乾いた咳が続く。痰が絡んで切れにくい。会話や冷気で咳き込み、夜や明け方に悪化する。
咳は、期間、痰の有無と色、夜間・明け方の悪化、喘鳴、息苦しさ、鼻炎・後鼻漏、食後との関係、服用薬を確認する必要があります。
漢方では、水分が痰になる湿痰、粘膜が乾く陰虚、緊張で呼吸が詰まる気滞、炎症が強い湿熱などを分けます。ただし、強い呼吸困難や血痰、高熱、胸痛がある場合は医療機関を優先します。

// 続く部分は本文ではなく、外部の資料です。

PR #1121, opened 2019-06-13
Add LF appliers

henryre:
Adds LF appliers for Pandas and Spark. API is LFs + dataframe -> csr.

Dask applier still needs to be implemented

**Test plan**
* New unit tests for base and Pandas
* Spark applier tested on EMR


ajratner:
@henryre ready for review?

snorkel/labeling/apply/lf_applier.py
```diff
@@ -0,0 +1,44 @@
+from itertools import chain
+from typing import Any, Iterable, List, Tuple
+
+import scipy.sparse as sparse
+from tqdm import tqdm
+
+from snorkel.labeling.lf import LabelingFunction
+from snorkel.types import Example
```
ajratner: I don't like the name `Example`.  What about `DataPoint`

ajratner: Open to suggestions but "example" is weird to me

snorkel/labeling/apply/lf_applier.py
```diff
@@ -0,0 +1,44 @@
...
+
+RowData = List[Tuple[int, int, int]]
+
+
+class BaseLFApplier:
+    def __init__(self, lfs: List[LabelingFunction]) -> None:
+        if not all(isinstance(f, LabelingFunction) for f in lfs):
```
ajratner: N00b question here (I've been out of the loop for a bit...): Are there any generic commands / tools for enforcing type checking automatically, given the type annotations?  Seems redundant to have explicit checks like this?

ajratner: A very cursory check: I see a few libs for letting you add a decorator to enforce types at runtime (https://github.com/RussBaz/enforce, https://github.com/Stewori/pytypes).  Don't know what the "standard" is though.  Perhaps we could just spin our own, just so that this is a decorator e.g. `@enforcetype` instead of this manual check?

snorkel/labeling/apply/lf_applier.py
```diff
@@ -0,0 +1,44 @@
...
+
+def apply_lfs_to_example(
+    example: Example, index: int, lfs: List[LabelingFunction]
+) -> RowData:
+    labels = []
+    for j, lf in enumerate(lfs):
+        y = lf(example)
+        if y != 0:
+            labels.append((index, j, y))
+    return labels
```
ajratner: What is the rationale for not just using e.g. [`sparse.lil_matrix`](https://docs.scipy.org/doc/scipy/reference/generated/scipy.sparse.lil_matrix.html) as the internal representation?

ajratner: And why not just have this be a class method?

snorkel/labeling/apply/lf_applier_pandas.py
```diff
@@ -0,0 +1,36 @@
...
+    for j, lf in enumerate(lfs):
+        y = lf(example)
+        if y != 0:
+            labels.append((j, y))
+    return labels
+
+
+class PandasLFApplier(BaseLFApplier):
+    def apply(self, df: DataFrame) -> sparse.csr_matrix:  # type: ignore
+        apply_fn = partial(apply_lfs_to_example, lfs=self._lfs)
```
ajratner: Nooo `partial` is back... wouldn't need this if `apply_lfs_to_example` was a class method

test/labeling/apply/test_lf_applier.py
```diff
@@ -0,0 +1,53 @@
...
+    def test_lf_applier_pandas_parquet(self) -> None:
+        table_write = pa.Table.from_pandas(pd.DataFrame(dict(a=DATA)))
+        stream = pa.BufferOutputStream()
+        pq.write_table(table_write, stream)
+        buffer = stream.getvalue()
+        reader = pa.BufferReader(buffer)
+        table = pq.read_table(reader)
+        applier = PandasLFApplier([f, g])
+        L = applier.apply(table.to_pandas())
+        np.testing.assert_equal(L.toarray(), L_EXPECTED)
```
ajratner: Spark test..?

snorkel/labeling/apply/lf_applier_pandas.py
```diff
@@ -0,0 +1,36 @@
...
+        tqdm.pandas()
+        labels = df.progress_apply(apply_fn, axis=1)
+        labels_with_index = [
+            [(index, j, y) for j, y in row_labels]
+            for index, row_labels in enumerate(labels)
+        ]
+        return self._matrix_from_row_data(labels_with_index)
```
ajratner: I still think it would be simpler to just construct an incremental sparse matrix (`lil_matrix`) and then convert to csr, then having this internal format -> conversion subfunction.

snorkel/labeling/apply/lf_applier.py
bhancock8: allennlp uses `Instance`, though `DataPoint` is probably the most clear

ajratner: Either way we should be consistent in our verbiage across both code and text (whenever possible).  We say "LFs to label _training data_", but "data" is plural; "datum" sounds pretentious... so that led me to "data point"

henryre: Just to clarify, Example = "training example". But I'm open to whatever. Any objections to DataPoint?

snorkel/labeling/apply/lf_applier.py
henryre: This check is completely unnecessary. I'll remove it. The onus is on the user to use the API correctly, and they'll find out pretty quickly if they don't. Even more quickly if they use mypy.

snorkel/labeling/apply/lf_applier.py
bhancock8: DataPoint sgtm. Just checking: Example can refer to both examples used for training and testing, right?

snorkel/labeling/apply/lf_applier.py
ajratner: Well I think it's nice to have it.  And more generally, it also seems nice to be able to add a decorator that says "if types were defined, enforce them at runtime", so we should have this?

snorkel/labeling/apply/lf_applier.py
henryre: You mean lil vs. csr? Does metal need csr or no? I just usually default to csr since it's the best known sparse matrix format. lil, coo, etc. are scipy land.

henryre: Conversely: why have it be a class method?

ajratner: No I just mean that you're incrementally constructing a sparse matrix (but just in a custom format) and then converting it to a `csr_matrix`.  However scipy already has a sparse matrix format, `lil_matrix`, optimized for incremental construction, and then has a method for conversion to `csr_matrix` (or any other type).

Note: this _is_ a nit, but I think will be cleaner!

snorkel/labeling/apply/lf_applier_pandas.py
henryre: Ah ok. This could easily be used as the target in a parallel/distributed map function (e.g. Dask or Spark) and sent through a pipe. If it's a class method, we'd have to send the entire class through the pipe.

test/labeling/apply/test_lf_applier.py
henryre: Yeah I'm looking for a way to mock that out. PySpark is a 200+ MB install, and putting it in requirements.txt is problematic (overwrites an existing system install). Not worth it for a single unit test (especially since it would just run it on a single node).

As per the test plan, I tested this manually on EMR. As a stopgap, I can write a unit test but disable it by default. That will make manual checks on e.g. EMR easier.

snorkel/labeling/apply/lf_applier_pandas.py
henryre: Pending answer about metal

snorkel/labeling/apply/lf_applier_pandas.py
ajratner: But the class is mainly just the lfs, and they'd have to be sent through too anyway... right?

snorkel/labeling/apply/lf_applier_pandas.py
ajratner: See above- output will still be csr, but can construct in fewer lines / faster as lil

snorkel/labeling/apply/lf_applier.py
henryre: Actually why not just use Instance if it's already in use by a popular package?

snorkel/labeling/apply/lf_applier.py
henryre: Let's talk offline

snorkel/labeling/apply/lf_applier_pandas.py
henryre: Currently, yes. But safer to not make that assumption.

snorkel/labeling/apply/lf_applier.py
henryre: Ok sg

snorkel/labeling/apply/lf_applier.py
ajratner: `DataPoint` maintains a clearer mapping with our overall explanation of how Snorkel works, e.g. in tutorials, etc.

snorkel/labeling/apply/lf_applier_pandas.py
ajratner: I think better to be simpler and cleaner now, then can optimize for distributed execution later

snorkel/labeling/apply/lf_applier.py
henryre: @ajratner I implemented the changes in the new version, but

1. the following snippet is now repeated 3 times due to the pandas.df.apply and pyspark.rdd.map APIs

```
for j, lf in enumerate(self._lfs):
    y = lf(x)
    if y != 0:
```

2. the CSR construction is now slower for all the appliers because `chain.from_iterable(...)` is faster than the loop-based `lil.tocsr()`

Screen Shot 2019-06-14 at 10 52 02 AM

ajratner: Okay the difference is small, but based on this analysis, seems fine to default to the way you had before- I stand corrected!

henryre:
@ajratner Ok good to go

snorkel/labeling/apply/lf_applier.py
```diff
@@ -0,0 +1,42 @@
...
+    def _matrix_from_row_data(self, labels: List[RowData]) -> sparse.csr_matrix:
+        row, col, data = zip(*chain.from_iterable(labels))
+        n, m = len(labels), len(self._lfs)
+        return sparse.csr_matrix((data, (row, col)), shape=(n, m))
+
+    def apply(self, data_points: Any, *args: Any, **kwargs: Any) -> sparse.csr_matrix:
+        raise NotImplementedError
+
+
+def apply_lfs_to_data_point(
```
ajratner: It still kills me inside that this isn't in `BaseLFApplier`....

ajratner: How about put it in the class for now, then we'll empirically test if it hurts parallelism.  *I'll* do it

henryre: Go for it! I'm merging this in assuming you'll do that in a separate PR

咳という症状名だけで決めず、乾燥、痰の性状、熱、冷え、喉や胸の緊張、体力を比較します。
| 症状の出方 | 比較する処方 | 一緒に確認すること |
|---|---|---|
| 乾いた空咳、喉の乾燥、会話や冷気で咳き込む | 麦門冬湯 | 咳の期間、口渇、感染症、甘草を含む薬の重複を確認します。 |
| 黄色く粘る痰、強い咳、熱感、喘鳴 | 麻杏甘石湯 | 呼吸困難、胸痛、発熱、血圧、他の麻黄・甘草含有薬を確認します。 |
| 粘る痰が切れにくく、長引く気管支炎様の咳 | 清肺湯 | 痰の色・におい・血の混入、肺炎や慢性肺疾患の有無を確認します。 |
| 緊張や会話で咳、胸苦しさ、喉のつかえを伴う | 神秘湯・半夏厚朴湯 | 喘息、心肺疾患、パニック発作、服用薬を確認します。 |
| 透明で薄い痰や鼻水が多く、冷えると悪化する | 小青竜湯 | 動悸、血圧、発汗、胃腸の弱さ、他の麻黄・甘草含有薬を確認します。 |
| 風邪後の咳が長引き、疲労・食欲低下を伴う | 人参養栄湯 | 肺炎、体重減少、貧血、持病、治療中の薬を確認します。 |
喘息の吸入薬や処方薬を自己判断で中止せず、使用中の薬と持病を医師または薬剤師へ伝えてください。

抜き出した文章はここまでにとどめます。